(Exercise materials begins)
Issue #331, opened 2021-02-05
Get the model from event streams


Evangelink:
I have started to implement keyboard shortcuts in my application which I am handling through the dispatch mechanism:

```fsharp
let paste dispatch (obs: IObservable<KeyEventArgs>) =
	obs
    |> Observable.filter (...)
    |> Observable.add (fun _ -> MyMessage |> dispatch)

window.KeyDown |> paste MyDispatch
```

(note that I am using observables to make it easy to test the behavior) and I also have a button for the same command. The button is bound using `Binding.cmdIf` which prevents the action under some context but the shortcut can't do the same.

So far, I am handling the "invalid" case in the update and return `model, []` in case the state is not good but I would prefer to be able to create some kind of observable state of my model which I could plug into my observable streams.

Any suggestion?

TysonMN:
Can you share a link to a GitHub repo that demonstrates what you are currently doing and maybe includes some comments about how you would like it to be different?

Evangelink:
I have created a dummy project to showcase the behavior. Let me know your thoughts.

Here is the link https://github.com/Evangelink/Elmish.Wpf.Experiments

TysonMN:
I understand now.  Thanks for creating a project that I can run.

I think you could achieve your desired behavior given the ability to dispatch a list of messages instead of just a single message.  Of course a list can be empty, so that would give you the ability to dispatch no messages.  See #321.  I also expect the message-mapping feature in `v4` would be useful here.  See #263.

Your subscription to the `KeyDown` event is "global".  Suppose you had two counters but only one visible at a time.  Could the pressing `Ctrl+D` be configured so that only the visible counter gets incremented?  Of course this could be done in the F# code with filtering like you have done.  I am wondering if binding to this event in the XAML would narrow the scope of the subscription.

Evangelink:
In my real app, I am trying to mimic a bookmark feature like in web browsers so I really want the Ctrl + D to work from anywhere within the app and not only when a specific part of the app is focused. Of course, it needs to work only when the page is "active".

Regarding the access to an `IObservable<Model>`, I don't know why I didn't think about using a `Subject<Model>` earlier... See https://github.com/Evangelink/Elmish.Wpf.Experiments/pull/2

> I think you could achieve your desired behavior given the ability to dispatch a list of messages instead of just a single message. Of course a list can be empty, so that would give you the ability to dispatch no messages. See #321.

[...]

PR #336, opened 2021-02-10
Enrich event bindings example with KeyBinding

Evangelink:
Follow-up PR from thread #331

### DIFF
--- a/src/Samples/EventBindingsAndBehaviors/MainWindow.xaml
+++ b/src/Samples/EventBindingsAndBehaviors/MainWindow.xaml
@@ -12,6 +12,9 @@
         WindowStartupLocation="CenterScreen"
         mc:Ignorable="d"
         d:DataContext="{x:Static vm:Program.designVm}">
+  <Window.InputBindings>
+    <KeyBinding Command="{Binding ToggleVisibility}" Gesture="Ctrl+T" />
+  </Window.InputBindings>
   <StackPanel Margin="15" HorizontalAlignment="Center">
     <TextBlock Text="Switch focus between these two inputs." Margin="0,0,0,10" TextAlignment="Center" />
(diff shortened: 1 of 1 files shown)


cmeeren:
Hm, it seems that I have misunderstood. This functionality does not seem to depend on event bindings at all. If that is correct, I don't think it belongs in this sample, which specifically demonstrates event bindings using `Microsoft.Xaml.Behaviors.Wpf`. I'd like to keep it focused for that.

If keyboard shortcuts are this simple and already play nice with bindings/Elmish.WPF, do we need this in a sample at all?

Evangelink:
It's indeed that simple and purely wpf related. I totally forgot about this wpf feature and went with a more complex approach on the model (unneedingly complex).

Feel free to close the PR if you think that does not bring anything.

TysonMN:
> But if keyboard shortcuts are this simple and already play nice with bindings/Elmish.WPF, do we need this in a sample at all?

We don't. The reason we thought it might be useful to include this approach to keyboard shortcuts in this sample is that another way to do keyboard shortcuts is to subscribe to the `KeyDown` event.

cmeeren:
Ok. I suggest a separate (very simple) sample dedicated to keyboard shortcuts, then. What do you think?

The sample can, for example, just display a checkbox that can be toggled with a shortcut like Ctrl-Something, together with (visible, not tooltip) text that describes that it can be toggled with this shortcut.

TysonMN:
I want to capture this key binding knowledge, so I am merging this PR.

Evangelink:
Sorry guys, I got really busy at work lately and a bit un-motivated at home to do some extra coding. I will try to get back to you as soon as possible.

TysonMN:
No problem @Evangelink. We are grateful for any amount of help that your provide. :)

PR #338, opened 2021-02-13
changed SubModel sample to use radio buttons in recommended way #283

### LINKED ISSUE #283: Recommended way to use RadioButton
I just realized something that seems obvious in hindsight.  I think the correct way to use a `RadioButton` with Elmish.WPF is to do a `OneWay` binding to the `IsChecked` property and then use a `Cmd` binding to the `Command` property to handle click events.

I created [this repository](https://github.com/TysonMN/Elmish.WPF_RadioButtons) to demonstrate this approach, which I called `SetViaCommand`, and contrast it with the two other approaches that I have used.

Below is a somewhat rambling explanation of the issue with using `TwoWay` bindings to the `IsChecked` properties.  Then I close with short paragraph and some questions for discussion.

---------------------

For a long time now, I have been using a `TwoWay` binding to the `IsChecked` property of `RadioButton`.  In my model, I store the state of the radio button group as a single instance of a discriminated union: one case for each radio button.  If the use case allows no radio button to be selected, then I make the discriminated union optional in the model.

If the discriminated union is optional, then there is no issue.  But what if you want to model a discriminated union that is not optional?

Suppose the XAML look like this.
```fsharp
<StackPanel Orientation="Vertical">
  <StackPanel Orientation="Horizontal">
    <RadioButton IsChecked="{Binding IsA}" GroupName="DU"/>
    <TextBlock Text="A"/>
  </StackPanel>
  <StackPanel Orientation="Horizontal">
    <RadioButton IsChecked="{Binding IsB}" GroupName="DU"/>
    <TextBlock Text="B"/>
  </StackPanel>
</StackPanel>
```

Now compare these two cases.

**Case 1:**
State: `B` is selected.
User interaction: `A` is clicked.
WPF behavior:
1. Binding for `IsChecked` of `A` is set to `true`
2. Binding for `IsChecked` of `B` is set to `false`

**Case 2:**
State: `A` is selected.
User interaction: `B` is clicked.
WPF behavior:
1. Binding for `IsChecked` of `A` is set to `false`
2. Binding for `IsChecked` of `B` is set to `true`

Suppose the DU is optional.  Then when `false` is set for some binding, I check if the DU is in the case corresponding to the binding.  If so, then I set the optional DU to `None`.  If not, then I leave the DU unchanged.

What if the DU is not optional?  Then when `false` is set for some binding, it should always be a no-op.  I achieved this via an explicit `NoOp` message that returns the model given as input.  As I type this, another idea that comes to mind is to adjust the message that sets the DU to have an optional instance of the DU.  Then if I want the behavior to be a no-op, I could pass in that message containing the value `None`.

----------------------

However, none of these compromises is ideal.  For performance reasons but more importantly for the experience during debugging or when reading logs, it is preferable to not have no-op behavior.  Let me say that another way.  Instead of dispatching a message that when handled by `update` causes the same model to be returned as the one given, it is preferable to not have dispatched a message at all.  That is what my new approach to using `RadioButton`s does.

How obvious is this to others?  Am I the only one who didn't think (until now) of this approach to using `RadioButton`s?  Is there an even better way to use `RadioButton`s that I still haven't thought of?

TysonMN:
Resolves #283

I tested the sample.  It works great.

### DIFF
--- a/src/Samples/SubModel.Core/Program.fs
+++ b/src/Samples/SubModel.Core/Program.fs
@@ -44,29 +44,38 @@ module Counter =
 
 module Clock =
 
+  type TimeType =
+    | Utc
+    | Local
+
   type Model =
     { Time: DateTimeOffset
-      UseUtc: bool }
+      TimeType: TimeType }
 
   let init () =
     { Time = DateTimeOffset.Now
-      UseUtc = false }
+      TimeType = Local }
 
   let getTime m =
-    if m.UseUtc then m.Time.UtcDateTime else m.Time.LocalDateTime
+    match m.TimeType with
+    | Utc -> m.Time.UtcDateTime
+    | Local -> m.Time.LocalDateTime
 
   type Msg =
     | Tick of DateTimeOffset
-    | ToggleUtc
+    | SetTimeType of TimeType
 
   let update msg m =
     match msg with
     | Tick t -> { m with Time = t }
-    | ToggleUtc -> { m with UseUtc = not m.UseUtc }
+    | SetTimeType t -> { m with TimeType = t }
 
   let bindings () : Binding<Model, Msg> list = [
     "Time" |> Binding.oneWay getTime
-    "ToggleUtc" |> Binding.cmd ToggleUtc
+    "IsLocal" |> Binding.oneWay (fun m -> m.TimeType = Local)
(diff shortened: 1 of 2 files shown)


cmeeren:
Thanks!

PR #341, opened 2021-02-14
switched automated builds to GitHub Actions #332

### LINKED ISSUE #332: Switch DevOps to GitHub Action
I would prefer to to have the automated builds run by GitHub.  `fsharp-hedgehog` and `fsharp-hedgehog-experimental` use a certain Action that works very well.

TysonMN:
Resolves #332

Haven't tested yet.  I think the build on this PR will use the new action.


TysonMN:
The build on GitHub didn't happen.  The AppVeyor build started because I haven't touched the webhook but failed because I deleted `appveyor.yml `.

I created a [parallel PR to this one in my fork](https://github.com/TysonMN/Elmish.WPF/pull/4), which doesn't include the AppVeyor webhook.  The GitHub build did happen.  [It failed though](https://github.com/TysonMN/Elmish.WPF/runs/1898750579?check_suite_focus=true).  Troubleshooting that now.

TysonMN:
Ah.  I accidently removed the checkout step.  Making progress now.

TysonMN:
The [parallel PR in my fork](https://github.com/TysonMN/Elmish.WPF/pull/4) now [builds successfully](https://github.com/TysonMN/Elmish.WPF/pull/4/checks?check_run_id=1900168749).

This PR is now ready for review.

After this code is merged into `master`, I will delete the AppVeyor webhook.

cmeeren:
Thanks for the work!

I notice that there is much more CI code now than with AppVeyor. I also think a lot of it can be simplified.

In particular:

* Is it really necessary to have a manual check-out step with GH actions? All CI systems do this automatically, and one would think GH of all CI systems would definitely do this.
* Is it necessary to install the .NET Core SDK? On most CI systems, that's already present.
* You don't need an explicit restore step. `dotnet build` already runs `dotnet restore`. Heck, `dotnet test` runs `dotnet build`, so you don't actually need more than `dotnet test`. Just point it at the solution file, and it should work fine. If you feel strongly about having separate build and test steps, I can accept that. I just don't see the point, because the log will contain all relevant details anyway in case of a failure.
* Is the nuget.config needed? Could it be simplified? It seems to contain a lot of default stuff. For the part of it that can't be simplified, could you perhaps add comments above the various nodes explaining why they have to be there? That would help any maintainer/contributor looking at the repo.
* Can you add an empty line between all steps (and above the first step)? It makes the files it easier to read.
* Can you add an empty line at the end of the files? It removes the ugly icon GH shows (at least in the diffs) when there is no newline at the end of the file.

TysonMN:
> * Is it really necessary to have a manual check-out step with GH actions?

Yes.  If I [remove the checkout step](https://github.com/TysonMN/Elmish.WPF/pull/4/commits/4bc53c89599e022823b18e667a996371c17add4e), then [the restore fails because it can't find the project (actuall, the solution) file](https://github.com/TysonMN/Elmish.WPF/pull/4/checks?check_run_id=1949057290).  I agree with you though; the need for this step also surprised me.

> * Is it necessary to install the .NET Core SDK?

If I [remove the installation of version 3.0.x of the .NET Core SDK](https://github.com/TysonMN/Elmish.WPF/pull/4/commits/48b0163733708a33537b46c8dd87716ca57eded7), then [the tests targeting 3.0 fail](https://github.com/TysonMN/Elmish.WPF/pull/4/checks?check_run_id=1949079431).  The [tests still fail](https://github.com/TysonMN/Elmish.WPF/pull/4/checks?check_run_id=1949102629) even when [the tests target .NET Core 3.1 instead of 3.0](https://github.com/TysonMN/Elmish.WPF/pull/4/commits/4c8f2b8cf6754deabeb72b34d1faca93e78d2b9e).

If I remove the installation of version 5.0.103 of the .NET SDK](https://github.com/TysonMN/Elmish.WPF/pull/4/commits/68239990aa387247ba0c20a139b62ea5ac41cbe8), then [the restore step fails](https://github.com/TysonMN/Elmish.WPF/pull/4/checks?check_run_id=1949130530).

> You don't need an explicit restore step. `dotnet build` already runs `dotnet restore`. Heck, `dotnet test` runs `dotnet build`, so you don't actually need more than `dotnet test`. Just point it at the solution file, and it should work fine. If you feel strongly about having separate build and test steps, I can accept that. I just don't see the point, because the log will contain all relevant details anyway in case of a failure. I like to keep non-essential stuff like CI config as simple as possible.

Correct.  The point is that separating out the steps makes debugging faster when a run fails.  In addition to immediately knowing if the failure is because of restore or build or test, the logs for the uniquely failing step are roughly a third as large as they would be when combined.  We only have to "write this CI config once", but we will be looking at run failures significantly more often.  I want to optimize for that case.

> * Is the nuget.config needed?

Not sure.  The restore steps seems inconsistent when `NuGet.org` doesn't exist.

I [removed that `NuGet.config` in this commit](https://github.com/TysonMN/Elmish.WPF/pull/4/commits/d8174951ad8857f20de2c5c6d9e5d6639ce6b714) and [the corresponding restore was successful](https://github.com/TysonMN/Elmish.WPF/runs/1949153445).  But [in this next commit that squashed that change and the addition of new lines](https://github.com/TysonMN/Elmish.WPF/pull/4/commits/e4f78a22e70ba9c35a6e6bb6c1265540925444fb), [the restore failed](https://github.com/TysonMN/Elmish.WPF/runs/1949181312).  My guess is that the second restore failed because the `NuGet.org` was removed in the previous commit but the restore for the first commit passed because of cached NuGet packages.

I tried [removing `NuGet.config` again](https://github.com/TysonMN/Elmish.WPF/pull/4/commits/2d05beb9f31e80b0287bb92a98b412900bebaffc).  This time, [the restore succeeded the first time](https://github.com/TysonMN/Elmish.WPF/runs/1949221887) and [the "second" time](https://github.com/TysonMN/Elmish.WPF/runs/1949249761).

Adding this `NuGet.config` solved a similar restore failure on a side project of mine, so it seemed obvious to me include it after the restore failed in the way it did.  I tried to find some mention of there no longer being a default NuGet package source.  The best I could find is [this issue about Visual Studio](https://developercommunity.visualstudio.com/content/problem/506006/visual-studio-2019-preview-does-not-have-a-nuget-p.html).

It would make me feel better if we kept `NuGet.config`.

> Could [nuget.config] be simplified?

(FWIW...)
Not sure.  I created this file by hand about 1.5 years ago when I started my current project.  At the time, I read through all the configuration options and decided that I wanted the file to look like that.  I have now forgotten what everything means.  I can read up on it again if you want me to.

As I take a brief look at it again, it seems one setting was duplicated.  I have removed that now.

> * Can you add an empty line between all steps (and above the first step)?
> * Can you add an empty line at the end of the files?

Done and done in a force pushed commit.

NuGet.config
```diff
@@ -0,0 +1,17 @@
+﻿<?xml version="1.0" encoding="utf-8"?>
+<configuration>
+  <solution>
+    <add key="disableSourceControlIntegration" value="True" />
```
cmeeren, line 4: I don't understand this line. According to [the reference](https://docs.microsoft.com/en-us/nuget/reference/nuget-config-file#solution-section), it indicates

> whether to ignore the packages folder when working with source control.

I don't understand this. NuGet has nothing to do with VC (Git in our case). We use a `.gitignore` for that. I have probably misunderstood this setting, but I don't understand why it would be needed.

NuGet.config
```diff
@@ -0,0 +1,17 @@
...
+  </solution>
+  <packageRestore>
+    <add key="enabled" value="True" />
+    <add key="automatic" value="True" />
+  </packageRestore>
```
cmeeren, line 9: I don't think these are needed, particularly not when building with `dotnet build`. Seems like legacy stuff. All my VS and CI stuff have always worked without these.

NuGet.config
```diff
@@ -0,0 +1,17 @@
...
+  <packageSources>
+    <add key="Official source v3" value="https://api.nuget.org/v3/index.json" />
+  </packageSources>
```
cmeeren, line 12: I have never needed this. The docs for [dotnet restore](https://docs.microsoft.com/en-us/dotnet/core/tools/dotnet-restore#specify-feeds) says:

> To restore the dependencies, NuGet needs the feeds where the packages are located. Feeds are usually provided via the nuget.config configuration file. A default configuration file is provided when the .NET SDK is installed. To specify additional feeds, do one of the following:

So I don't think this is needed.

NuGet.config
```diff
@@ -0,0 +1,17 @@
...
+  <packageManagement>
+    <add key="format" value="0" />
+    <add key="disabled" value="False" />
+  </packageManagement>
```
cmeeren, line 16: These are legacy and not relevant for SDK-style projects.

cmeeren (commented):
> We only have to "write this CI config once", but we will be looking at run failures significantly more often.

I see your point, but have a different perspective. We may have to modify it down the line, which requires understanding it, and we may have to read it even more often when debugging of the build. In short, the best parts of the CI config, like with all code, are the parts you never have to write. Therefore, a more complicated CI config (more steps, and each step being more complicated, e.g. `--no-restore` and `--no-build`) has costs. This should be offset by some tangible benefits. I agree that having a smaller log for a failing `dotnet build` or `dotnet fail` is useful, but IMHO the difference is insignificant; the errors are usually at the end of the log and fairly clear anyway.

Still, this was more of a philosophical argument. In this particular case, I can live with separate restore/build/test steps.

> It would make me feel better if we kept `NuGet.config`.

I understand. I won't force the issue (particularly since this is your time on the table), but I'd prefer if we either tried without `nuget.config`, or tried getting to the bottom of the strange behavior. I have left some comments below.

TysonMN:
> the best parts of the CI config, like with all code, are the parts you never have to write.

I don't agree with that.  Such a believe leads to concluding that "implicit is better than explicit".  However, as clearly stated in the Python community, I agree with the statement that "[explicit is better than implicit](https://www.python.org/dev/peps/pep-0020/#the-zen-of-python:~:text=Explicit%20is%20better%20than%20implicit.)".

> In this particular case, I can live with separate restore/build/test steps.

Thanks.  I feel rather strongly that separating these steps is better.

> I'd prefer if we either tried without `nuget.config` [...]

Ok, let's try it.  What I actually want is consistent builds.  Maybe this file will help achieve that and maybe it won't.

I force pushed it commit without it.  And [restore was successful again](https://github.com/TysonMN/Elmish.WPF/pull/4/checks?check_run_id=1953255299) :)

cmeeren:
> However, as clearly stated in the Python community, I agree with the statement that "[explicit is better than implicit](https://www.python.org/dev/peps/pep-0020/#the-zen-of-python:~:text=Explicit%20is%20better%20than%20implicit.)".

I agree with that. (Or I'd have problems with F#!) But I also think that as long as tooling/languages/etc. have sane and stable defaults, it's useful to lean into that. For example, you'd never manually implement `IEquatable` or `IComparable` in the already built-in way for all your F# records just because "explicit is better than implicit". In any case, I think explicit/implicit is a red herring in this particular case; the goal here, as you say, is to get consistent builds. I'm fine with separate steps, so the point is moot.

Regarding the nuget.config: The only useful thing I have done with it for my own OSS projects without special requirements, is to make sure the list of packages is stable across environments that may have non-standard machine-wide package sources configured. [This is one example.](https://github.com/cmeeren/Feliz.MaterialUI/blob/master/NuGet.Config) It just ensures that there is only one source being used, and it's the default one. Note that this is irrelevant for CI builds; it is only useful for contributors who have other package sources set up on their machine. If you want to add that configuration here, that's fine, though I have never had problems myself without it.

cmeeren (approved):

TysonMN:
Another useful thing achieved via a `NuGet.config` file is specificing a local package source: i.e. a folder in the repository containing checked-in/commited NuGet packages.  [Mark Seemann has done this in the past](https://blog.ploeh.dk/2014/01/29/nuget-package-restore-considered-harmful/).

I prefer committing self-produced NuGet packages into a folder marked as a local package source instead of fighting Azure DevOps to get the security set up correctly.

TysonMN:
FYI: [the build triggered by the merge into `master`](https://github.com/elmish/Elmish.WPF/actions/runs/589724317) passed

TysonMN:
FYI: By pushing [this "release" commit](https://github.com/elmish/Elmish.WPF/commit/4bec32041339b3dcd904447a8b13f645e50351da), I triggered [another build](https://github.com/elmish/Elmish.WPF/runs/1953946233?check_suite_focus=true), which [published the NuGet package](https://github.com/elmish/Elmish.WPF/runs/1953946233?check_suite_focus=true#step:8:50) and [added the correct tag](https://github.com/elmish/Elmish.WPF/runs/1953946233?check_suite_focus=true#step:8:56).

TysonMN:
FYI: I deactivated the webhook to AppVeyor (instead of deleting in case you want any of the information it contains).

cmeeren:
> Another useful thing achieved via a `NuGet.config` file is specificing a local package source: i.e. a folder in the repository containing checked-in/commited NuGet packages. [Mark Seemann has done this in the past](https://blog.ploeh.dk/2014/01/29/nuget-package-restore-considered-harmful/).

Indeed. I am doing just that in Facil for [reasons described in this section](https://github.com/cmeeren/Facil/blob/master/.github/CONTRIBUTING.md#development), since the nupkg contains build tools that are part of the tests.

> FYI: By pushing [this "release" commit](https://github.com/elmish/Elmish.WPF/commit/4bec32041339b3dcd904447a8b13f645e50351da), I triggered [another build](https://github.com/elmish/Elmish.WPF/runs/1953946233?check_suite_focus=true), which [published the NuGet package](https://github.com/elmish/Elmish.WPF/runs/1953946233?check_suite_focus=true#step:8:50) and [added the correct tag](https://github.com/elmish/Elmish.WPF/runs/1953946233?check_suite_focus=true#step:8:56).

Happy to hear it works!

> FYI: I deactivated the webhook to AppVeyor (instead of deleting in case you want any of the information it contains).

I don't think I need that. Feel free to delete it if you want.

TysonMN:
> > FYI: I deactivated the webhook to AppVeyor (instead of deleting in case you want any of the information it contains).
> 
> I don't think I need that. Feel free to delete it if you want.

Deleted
(Exercise materials ends)
# Problem details
Using the records above, say how many lines include the string "parallel". Only the number is wanted.

# Result of this exercise
2